Patricia Morhet Richaud a proposé une résolution sur le pastoralisme adoptée ce 2 octobre 2018 à une large majorité. « L’enjeu du débat et de rappeler combien le pastoralisme est lié à nos territoires, à notre environnement et à notre économie pour que le travail des éleveurs soit reconnu à sa juste valeur », a-t-elle indiqué lors de la présentation du texte, soulignant que ces travaux avaient pour vocation de se poursuivre.

Un danger de mort pour l’agriculture

Dans ce contexte, la résolution juge que la prédation exacerbe les difficultés de l’agriculture et l’expose à un danger de mort. Les sénateurs constatent la détresse des éleveurs face à la multiplication des attaques et jugent indispensable une refonte du système d’indemnisation des éleveurs afin d’assurer la célérité des paiements et la juste reconnaissance des préjudices subis.

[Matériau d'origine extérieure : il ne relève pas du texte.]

PR #642, opened 2024-04-29
Remove the recent revisions state from redux

julienw:
The goal for this patch is to remove the recent revisions state from redux, replacing it by a local state in `SearchInputAndResults.tsx`.

This also removes the hook `useHandleChangeSearch` and the thunk `searchThunk` and instead moved most of their code directly to `SearchInputAndResults`.

The debouncing behavior was made somewhat more generic and extracted to a separate helper file. I decided to keep this super simple like it was before, so I didn't use an external dependency and implemented it simply.

Note that some of the code in `searchThunk` was already implemented in `logic/treeherder` in a previous patch so I could reuse it directly.

This also resolves a bug with the recent revisions handling between the Compare With Base and the Compare Over Time forms:
1. Changing the repository `to mozilla-central` in the `CompareOverTime` form
2. Focus the "new" input in `CompareWithBase` (the "repository" dropdown is still `try` in `CompareWithBase`)
3. Notice the revisions for `mozilla-central` are displayed.

The issue was that we were using the same state for both inputs. This is solved by this patch thanks to the separate state.

You can look at the commits separately, they should be fairly straightforward when taken one by one.


src/components/Search/SearchInputAndResults.tsx
```diff
@@ -51,6 +53,49 @@ export default function SearchInputAndResults({
...
+        typeof e === 'string'
+          ? e
+          : e instanceof Error
+          ? e.message
+          : `Unknown error: ${String(e)}`;
+      setSearchError(strError || 'An error has occurred');
+      setRecentRevisions(null);
+    }
+  };
+
```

Pour l’ours, la résolution appelle le gouvernement à bien mesurer l’ampleur des dégâts liés à sa présence et considère que toute réintroduction devrait se faire au terme d’une étude d’impact approfondie et d’une concertation préalable associant les éleveurs et les élus locaux.

Révision du plan à 500 loups ?

Stéphane Travert, ministre de l’Agriculture, a salué les travaux et la volonté de poursuivre les travaux mais il n’en démord pas au sujet du plan loup mis en place en février dernier : « Le plan remet l’éleveur au centre de la montagne tout en offrant un cadre protecteur au loup. » Le ministre précise que le plan pourra être révisé une fois le seuil de 500 loups atteints et, selon lui, le plan loup 2018-2023 comporte des avancées.

Le gouvernement s’est engagé à négocier avec la commission européenne la prise en charge à 100 % du coût du berger salarié contre 80 % dans l’ancien plan loup. Stéphane Travert s’est justifié au sujet de la conditionnalité des indemnisations aux moyens de protection. « Elle vise à assurer la sécurité juridique du dispositif, mais son déploiement sera progressif. Par exemple, elle ne concernera pas les nouvelles zones, ni les premières attaques. La revalorisation des barèmes devrait être mise en place prochainement », a-t-il aussi indiqué.